# RECORDS
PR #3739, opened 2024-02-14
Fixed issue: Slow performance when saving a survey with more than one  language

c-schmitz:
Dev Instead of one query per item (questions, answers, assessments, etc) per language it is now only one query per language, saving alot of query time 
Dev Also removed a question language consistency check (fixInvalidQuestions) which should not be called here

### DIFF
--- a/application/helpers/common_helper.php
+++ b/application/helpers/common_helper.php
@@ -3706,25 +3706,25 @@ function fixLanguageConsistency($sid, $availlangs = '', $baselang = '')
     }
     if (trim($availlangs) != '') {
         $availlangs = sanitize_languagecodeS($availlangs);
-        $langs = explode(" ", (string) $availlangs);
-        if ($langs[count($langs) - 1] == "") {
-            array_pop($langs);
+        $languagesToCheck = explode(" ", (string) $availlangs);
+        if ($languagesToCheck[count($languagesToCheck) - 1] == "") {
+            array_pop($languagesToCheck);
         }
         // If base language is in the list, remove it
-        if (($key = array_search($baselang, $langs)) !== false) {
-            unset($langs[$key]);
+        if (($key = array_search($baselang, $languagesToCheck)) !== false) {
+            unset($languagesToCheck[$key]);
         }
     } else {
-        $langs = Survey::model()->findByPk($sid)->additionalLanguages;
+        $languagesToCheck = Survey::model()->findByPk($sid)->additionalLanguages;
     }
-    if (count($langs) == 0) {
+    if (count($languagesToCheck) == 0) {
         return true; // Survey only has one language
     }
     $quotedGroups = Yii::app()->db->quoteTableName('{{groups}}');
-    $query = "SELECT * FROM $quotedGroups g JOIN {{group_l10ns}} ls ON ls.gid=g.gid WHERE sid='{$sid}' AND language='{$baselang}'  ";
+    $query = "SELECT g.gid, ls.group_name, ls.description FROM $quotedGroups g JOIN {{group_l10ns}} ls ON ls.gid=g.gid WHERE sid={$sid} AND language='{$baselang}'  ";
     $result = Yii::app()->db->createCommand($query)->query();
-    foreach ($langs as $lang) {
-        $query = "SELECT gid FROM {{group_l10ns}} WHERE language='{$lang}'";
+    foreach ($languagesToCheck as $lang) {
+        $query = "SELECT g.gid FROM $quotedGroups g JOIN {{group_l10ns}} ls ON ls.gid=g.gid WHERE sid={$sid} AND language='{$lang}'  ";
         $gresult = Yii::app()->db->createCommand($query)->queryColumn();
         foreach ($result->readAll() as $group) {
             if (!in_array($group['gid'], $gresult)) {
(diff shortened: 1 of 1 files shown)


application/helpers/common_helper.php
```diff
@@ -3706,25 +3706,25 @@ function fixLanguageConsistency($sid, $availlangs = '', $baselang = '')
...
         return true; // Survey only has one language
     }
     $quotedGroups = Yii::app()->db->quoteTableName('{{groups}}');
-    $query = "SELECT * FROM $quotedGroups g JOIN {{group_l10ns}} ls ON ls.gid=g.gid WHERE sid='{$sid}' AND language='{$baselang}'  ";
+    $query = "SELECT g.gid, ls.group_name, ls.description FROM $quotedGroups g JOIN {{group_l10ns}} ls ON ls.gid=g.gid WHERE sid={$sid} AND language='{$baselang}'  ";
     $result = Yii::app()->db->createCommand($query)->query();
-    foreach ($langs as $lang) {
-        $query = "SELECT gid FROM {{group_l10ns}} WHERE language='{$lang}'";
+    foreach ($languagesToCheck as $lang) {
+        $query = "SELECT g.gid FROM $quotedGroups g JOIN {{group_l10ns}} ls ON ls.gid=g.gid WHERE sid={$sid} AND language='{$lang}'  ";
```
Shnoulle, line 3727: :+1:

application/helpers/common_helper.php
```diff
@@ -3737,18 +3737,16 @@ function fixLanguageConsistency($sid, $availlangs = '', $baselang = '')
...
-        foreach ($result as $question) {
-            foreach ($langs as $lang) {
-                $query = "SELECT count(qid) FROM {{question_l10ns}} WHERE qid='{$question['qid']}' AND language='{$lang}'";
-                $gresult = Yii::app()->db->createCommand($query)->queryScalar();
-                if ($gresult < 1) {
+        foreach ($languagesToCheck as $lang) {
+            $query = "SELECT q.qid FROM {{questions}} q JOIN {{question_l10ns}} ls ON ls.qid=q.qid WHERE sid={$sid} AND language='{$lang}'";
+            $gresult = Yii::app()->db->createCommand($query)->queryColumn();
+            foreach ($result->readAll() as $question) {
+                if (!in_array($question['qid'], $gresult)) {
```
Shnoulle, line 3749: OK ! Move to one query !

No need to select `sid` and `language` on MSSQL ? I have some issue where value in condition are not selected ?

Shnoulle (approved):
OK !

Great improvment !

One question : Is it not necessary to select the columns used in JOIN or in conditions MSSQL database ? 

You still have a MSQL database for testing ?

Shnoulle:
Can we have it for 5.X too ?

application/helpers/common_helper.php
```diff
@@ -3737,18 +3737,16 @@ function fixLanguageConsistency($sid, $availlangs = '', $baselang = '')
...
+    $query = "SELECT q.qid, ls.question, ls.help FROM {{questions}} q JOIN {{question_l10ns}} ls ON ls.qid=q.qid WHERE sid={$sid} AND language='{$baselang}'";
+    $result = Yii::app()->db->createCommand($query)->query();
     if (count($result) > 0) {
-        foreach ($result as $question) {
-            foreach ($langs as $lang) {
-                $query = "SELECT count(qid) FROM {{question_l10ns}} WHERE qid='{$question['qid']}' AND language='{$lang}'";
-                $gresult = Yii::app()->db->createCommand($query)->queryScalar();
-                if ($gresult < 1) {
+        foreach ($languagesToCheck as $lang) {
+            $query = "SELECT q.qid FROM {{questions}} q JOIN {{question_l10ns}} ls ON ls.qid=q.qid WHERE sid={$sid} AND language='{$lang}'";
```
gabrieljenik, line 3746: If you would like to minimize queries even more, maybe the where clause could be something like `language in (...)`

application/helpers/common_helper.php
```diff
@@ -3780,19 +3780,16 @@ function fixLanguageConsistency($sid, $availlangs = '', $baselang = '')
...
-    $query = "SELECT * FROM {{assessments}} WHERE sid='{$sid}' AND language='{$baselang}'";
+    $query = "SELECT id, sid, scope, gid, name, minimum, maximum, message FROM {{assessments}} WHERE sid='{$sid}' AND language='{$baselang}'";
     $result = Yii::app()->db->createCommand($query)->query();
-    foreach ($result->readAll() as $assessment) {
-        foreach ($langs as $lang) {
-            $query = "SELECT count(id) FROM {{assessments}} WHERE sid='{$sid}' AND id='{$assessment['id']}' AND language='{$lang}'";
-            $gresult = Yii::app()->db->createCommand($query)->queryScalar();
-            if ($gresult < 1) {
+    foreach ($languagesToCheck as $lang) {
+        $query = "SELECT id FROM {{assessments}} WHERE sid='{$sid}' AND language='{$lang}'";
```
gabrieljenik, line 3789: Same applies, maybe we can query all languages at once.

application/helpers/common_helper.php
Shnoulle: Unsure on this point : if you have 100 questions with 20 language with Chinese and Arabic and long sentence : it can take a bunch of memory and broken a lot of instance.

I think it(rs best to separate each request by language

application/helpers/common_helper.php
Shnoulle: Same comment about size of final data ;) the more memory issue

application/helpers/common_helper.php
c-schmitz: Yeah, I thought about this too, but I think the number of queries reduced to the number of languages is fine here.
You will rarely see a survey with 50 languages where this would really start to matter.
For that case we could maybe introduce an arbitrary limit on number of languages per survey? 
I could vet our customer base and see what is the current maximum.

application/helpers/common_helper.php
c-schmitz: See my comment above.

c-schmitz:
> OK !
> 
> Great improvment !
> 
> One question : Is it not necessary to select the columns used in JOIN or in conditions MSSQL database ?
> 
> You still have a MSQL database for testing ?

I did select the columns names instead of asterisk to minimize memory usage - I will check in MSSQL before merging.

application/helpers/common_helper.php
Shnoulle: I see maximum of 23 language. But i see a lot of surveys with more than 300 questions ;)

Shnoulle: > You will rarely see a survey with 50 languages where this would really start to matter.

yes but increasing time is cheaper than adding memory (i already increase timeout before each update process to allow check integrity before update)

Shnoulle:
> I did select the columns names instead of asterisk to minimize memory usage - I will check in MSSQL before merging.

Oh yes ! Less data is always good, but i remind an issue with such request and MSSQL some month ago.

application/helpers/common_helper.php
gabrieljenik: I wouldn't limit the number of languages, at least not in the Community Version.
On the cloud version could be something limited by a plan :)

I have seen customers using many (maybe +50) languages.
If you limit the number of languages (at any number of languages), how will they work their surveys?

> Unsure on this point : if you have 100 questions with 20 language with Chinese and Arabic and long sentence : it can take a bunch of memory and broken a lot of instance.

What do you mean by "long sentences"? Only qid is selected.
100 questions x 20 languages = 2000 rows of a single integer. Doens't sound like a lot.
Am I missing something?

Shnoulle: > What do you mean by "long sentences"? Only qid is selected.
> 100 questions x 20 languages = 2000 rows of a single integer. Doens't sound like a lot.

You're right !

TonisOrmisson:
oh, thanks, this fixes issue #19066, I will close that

--

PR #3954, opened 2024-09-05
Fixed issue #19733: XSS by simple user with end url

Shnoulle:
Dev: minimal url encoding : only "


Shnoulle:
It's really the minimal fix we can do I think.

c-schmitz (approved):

---

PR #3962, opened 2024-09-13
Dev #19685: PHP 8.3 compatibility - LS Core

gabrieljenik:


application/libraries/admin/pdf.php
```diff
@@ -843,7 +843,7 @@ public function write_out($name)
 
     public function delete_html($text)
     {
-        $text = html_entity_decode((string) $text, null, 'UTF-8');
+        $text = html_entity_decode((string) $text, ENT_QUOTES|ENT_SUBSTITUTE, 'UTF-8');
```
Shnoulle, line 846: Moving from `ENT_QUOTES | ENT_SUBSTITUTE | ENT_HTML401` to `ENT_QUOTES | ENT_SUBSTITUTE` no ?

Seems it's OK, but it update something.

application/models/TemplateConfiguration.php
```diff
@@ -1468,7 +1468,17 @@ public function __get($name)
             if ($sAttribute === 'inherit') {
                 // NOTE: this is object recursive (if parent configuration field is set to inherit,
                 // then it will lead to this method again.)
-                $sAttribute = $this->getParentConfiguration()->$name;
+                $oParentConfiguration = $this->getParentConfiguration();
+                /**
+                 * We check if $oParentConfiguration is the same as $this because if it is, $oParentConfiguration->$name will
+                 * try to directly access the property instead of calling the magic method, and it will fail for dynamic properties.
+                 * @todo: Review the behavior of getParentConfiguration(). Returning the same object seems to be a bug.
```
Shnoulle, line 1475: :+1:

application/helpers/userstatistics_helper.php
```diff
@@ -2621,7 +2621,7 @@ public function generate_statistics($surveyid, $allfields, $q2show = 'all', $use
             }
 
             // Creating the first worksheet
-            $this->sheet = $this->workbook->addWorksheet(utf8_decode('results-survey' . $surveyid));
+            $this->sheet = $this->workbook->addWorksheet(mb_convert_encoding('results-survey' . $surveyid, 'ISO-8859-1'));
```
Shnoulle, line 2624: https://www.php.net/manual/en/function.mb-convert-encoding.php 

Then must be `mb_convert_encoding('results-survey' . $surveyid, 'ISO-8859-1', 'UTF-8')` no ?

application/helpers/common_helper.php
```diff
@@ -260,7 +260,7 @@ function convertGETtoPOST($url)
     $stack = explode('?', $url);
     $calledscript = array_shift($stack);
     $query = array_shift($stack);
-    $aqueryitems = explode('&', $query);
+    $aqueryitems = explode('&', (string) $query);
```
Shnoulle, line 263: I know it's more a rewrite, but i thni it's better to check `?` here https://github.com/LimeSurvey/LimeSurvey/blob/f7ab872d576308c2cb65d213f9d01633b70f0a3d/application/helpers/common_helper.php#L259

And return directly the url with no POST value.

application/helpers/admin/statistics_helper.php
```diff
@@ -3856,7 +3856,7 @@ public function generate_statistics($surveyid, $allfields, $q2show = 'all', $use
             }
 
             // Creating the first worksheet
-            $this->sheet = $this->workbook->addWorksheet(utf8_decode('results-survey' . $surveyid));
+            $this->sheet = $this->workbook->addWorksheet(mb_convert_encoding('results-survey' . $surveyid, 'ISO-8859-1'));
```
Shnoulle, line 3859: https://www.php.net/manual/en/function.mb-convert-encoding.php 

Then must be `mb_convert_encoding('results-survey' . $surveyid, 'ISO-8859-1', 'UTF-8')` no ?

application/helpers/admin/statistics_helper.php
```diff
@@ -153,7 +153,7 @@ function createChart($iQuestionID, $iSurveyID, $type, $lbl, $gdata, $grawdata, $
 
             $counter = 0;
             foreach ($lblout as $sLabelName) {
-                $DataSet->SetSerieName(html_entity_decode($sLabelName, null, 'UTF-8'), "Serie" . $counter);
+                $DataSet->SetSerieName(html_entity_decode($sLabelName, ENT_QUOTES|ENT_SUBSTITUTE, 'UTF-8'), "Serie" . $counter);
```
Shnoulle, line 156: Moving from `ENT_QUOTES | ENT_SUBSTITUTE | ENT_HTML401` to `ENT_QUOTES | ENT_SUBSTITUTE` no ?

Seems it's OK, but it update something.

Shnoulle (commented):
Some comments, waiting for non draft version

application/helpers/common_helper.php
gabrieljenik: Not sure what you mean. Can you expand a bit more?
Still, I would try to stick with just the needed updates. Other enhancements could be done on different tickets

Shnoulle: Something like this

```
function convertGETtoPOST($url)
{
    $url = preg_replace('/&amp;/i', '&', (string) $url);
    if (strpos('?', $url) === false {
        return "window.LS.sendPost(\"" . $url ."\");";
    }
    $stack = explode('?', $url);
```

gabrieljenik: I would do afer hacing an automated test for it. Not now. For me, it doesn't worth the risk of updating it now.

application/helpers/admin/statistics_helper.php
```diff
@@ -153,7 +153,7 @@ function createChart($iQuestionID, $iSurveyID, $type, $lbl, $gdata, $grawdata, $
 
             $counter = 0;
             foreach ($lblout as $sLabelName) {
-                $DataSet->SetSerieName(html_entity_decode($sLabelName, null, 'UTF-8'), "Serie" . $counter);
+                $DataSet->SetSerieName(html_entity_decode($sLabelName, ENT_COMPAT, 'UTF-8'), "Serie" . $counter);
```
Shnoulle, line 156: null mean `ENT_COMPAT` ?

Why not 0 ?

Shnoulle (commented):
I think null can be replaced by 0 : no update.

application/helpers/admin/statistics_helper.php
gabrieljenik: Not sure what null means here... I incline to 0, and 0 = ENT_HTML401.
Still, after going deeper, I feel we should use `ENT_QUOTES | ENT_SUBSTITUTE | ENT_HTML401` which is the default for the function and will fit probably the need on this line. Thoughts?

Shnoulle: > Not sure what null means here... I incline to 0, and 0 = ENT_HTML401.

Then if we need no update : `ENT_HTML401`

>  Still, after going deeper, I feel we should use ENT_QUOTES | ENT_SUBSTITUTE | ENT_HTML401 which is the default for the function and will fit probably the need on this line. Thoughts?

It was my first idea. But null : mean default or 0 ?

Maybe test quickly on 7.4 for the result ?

# ABOUT THIS EXERCISE
Sift the data above for lines with "method", then copy each one.

# REPLY
                 // then it will lead to this method again.)
+                 * try to directly access the property instead of calling the magic method, and it will fail for dynamic properties.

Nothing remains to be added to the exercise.